◆ WORK TASK
Copy out each line of the material below that holds the string "branch".

◆ SUPPLIED DATA
===

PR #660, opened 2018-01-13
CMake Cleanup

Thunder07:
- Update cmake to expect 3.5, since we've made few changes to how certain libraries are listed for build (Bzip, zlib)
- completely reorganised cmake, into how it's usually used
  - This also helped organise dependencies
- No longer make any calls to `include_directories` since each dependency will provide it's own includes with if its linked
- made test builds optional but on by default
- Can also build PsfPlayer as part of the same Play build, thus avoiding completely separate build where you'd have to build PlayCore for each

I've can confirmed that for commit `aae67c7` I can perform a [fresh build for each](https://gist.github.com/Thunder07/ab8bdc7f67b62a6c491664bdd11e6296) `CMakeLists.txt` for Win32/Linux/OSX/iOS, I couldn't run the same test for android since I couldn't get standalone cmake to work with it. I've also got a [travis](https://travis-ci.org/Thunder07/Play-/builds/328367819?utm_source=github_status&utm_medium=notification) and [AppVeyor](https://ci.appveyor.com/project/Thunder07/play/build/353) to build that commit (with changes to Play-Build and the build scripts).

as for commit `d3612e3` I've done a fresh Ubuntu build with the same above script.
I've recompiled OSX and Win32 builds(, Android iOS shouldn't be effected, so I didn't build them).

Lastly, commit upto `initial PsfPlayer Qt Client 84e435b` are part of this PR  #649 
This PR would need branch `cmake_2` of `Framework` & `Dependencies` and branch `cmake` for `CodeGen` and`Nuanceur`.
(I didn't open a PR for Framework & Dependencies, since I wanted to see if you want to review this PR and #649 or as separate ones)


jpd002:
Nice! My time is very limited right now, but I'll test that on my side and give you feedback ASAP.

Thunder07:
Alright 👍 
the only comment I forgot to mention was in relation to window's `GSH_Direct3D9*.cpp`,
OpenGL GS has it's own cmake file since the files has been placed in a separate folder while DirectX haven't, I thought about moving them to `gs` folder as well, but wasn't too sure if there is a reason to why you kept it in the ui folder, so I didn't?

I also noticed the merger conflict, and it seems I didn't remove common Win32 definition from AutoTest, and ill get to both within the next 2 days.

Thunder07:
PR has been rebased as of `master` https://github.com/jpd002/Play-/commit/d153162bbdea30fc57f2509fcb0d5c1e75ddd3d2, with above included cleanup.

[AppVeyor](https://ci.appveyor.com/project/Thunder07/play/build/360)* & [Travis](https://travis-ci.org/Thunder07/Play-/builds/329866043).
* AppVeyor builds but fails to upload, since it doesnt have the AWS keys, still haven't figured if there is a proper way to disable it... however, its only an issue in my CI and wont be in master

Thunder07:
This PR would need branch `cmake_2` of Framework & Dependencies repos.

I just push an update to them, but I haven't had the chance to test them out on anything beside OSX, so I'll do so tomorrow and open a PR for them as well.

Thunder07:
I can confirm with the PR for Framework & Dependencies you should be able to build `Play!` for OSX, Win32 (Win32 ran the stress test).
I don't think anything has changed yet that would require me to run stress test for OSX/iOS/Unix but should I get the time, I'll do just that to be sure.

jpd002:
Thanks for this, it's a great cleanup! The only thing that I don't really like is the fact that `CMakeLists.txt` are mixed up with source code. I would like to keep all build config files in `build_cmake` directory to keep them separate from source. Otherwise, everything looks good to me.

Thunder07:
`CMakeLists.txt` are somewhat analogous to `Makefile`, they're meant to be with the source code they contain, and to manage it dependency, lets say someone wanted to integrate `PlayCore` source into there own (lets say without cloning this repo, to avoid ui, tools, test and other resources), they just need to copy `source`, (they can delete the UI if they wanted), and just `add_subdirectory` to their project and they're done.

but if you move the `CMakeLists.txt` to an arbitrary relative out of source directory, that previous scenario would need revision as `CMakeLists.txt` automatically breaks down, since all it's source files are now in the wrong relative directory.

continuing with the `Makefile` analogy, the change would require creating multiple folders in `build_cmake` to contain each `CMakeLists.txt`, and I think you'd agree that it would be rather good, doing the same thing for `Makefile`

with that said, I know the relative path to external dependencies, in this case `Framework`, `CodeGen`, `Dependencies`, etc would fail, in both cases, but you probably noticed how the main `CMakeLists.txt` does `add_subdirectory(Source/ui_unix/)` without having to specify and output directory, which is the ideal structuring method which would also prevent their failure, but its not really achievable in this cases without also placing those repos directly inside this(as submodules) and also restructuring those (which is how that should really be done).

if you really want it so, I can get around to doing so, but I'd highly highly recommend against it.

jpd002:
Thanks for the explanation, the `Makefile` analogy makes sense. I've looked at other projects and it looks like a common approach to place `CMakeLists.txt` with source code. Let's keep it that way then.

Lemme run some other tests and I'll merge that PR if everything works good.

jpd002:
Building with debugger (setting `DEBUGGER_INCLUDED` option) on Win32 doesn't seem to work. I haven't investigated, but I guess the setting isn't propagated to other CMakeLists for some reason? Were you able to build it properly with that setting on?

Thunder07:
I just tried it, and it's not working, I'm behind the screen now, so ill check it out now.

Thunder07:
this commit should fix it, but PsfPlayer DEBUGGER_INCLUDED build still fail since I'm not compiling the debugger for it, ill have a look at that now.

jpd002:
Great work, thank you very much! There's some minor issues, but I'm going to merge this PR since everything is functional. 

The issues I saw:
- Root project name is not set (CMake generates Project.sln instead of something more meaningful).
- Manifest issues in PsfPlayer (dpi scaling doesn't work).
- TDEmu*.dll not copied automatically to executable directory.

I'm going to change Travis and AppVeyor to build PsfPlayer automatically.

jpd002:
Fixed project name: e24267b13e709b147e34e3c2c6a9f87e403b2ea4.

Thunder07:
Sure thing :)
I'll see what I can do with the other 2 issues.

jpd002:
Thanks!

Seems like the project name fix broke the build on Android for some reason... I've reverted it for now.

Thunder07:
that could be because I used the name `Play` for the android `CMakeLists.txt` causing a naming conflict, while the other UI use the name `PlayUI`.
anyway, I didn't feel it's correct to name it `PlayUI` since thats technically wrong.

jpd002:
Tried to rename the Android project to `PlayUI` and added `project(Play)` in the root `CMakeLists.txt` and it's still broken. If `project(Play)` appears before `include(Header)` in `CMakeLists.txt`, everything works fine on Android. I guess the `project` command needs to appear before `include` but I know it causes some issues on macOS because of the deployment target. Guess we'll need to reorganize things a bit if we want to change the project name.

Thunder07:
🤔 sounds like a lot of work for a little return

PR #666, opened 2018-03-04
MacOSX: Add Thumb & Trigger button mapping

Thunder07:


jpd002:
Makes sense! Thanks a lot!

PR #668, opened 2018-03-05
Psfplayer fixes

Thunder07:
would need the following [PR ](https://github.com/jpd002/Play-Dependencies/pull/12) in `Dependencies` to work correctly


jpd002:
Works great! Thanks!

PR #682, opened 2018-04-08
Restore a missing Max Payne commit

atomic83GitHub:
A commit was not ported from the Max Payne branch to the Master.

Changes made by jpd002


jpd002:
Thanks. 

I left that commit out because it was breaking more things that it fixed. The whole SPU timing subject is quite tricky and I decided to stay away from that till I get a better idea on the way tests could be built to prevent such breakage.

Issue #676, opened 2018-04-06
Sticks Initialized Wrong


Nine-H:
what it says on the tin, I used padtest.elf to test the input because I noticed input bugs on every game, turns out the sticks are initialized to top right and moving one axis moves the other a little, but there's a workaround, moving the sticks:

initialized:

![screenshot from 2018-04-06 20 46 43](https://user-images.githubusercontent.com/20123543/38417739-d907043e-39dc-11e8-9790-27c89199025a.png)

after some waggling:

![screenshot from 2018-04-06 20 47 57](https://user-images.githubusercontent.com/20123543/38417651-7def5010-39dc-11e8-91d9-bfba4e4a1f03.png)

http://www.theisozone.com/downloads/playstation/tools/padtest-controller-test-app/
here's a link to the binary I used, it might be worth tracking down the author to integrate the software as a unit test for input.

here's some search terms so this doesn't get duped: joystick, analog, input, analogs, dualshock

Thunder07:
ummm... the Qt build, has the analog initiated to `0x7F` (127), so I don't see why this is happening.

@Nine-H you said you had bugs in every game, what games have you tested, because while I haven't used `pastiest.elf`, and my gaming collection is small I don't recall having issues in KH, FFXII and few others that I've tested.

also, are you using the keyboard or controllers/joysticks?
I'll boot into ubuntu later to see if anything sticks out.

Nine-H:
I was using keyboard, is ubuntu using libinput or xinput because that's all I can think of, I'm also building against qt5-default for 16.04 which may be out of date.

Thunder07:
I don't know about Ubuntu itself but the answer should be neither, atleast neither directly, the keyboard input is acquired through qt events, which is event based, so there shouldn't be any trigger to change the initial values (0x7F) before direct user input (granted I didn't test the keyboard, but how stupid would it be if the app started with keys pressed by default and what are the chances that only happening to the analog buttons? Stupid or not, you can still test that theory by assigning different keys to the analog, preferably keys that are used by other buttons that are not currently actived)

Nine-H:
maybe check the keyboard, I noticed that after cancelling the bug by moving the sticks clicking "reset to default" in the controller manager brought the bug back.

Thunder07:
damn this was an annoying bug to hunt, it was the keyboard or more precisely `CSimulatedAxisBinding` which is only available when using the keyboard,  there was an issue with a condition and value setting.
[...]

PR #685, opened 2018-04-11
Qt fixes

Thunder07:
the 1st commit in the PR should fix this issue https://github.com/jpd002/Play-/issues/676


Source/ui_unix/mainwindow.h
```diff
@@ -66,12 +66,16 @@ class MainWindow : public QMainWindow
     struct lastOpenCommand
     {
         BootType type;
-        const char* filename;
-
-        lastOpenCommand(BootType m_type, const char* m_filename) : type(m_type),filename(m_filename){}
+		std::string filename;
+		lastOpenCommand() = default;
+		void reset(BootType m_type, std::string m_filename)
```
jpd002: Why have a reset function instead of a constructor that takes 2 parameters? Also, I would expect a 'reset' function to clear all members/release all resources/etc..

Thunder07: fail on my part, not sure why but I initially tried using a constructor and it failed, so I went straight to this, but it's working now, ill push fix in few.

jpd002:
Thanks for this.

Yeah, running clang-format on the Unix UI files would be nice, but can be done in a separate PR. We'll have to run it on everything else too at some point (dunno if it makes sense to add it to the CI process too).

===

◆ REPLY TO THE TASK
This PR would need branch `cmake_2` of `Framework` & `Dependencies` and branch `cmake` for `CodeGen` and`Nuanceur`.
This PR would need branch `cmake_2` of Framework & Dependencies repos.
A commit was not ported from the Max Payne branch to the Master.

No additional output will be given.